- **BRIEF**
Lines below that include "testing" are the answer; copy each one.

Stored items
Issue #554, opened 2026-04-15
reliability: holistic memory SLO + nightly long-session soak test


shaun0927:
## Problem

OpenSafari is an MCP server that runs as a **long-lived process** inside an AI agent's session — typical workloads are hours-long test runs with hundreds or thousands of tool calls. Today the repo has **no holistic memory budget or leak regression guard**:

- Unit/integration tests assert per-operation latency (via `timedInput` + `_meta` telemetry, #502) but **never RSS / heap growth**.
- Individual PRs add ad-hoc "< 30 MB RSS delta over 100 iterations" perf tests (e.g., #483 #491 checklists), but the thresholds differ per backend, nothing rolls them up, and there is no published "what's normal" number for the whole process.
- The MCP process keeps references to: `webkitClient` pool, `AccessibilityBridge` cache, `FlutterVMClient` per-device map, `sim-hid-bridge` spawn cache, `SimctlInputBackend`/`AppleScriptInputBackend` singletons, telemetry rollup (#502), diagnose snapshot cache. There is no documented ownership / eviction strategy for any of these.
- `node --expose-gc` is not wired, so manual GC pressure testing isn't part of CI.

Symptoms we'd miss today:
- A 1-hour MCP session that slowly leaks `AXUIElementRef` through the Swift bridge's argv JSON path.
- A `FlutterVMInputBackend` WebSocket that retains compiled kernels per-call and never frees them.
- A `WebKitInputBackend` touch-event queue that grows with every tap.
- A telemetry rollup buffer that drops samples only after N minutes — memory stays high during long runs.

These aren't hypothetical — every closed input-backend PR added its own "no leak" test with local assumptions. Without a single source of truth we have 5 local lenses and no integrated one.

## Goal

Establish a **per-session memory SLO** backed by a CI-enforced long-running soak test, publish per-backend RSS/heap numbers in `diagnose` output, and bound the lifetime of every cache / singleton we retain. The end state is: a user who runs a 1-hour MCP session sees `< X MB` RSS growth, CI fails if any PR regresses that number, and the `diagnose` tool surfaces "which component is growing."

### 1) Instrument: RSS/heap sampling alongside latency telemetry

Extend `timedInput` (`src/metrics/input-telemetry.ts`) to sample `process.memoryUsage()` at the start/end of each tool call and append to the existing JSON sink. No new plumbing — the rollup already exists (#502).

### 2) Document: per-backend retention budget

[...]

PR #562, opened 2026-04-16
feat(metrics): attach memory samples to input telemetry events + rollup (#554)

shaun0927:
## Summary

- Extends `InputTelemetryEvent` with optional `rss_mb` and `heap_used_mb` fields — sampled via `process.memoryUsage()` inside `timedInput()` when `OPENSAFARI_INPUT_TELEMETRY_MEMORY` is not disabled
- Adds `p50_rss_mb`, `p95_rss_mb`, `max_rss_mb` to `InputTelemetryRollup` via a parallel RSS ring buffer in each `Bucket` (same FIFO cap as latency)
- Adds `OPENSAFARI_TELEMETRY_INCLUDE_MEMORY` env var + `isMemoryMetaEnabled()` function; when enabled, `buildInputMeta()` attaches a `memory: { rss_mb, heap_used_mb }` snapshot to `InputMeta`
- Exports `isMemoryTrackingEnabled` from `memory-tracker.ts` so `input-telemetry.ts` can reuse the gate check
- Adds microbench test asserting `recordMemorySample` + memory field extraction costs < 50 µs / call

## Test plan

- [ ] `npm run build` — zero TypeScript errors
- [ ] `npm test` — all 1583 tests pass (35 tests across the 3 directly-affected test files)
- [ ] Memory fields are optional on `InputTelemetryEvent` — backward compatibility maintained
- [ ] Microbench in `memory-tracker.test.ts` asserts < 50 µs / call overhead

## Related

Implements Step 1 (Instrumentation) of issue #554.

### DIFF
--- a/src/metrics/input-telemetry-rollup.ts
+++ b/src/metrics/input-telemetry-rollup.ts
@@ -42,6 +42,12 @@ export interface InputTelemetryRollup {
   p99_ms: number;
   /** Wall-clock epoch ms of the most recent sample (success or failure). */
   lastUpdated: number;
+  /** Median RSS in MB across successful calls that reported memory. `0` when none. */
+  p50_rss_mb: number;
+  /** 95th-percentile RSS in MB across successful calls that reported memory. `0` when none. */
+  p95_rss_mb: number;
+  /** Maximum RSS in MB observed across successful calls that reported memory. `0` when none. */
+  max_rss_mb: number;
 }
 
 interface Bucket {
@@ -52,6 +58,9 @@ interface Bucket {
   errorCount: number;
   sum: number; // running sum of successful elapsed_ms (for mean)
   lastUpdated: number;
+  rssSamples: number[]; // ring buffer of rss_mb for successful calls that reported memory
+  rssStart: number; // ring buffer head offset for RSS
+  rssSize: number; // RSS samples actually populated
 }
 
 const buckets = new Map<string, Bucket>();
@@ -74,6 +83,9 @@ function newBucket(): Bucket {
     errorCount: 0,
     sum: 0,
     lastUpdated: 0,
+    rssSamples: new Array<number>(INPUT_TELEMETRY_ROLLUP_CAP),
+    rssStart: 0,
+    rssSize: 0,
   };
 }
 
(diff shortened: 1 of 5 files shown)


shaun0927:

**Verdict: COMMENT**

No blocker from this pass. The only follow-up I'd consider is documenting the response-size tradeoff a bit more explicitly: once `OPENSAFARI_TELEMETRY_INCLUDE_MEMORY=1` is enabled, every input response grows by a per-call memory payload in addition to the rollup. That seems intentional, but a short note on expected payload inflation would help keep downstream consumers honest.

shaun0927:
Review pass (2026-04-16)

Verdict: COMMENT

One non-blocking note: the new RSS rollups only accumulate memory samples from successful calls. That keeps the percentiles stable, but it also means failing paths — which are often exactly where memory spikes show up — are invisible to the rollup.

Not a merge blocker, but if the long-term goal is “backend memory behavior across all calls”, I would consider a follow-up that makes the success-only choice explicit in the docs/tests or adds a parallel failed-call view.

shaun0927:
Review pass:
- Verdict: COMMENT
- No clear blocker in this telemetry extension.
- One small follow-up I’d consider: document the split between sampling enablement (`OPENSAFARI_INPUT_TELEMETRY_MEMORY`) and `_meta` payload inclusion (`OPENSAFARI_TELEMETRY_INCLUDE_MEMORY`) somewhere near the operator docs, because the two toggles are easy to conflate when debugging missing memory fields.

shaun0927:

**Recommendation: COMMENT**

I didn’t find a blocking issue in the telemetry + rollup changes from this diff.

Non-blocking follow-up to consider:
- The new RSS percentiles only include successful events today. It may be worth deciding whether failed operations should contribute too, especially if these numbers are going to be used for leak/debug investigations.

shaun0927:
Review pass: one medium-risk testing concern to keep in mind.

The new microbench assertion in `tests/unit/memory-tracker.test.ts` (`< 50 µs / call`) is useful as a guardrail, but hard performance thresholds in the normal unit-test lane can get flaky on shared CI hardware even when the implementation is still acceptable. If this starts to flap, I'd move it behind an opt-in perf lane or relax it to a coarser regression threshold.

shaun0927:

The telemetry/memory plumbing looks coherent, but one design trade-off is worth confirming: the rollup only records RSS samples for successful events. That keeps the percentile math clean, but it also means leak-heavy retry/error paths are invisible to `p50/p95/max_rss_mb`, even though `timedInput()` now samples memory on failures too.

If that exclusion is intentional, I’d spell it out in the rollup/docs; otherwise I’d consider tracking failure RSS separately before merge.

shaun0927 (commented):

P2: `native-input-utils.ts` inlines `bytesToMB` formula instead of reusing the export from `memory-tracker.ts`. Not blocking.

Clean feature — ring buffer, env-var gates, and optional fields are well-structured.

--

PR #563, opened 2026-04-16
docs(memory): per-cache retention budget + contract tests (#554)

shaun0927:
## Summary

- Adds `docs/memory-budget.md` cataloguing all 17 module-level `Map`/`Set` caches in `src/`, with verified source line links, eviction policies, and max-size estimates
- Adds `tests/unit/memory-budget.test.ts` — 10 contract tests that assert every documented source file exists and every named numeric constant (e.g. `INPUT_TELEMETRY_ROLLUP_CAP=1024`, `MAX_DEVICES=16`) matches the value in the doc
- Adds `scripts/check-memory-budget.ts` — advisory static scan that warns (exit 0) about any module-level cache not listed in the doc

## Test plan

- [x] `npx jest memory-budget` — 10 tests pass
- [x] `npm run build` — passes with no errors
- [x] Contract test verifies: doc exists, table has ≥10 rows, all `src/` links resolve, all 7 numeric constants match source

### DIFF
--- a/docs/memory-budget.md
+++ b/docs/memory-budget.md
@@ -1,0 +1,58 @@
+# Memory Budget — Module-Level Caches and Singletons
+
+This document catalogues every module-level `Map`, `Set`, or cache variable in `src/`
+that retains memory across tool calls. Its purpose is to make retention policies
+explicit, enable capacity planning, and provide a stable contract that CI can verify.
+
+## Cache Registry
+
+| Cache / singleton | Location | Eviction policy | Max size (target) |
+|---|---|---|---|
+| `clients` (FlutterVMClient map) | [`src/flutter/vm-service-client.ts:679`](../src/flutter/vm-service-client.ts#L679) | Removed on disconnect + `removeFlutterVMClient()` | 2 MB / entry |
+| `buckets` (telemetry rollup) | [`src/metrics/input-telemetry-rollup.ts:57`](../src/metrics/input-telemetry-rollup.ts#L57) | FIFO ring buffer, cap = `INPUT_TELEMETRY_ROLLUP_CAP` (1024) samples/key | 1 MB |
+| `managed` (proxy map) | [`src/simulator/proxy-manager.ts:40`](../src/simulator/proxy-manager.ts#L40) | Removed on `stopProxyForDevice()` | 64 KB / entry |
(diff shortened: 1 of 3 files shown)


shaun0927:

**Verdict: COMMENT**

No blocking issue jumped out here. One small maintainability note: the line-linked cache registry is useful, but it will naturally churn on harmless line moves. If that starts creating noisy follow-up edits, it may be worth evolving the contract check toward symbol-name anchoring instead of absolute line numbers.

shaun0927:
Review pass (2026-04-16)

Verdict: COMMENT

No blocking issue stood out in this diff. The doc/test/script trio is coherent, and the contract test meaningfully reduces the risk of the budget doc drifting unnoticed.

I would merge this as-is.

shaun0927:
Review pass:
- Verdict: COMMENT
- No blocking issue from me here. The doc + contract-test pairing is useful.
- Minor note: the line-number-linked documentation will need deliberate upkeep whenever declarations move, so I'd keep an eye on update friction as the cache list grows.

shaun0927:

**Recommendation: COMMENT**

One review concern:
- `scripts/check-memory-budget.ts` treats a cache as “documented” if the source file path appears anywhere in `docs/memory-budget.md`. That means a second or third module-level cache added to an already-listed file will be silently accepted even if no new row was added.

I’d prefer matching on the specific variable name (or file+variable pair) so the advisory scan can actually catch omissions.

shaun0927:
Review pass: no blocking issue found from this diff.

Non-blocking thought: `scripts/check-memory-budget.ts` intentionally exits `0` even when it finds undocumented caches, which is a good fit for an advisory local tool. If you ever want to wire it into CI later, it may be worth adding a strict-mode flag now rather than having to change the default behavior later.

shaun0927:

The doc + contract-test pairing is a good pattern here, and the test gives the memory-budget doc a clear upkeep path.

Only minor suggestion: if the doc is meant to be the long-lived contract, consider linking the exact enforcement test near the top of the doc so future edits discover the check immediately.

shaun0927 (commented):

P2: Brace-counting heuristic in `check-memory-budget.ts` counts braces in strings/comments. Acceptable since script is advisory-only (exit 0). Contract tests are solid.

- **ANSWER TO THIS PROBLEM**
- `node --expose-gc` is not wired, so manual GC pressure testing isn't part of CI.
Review pass: one medium-risk testing concern to keep in mind.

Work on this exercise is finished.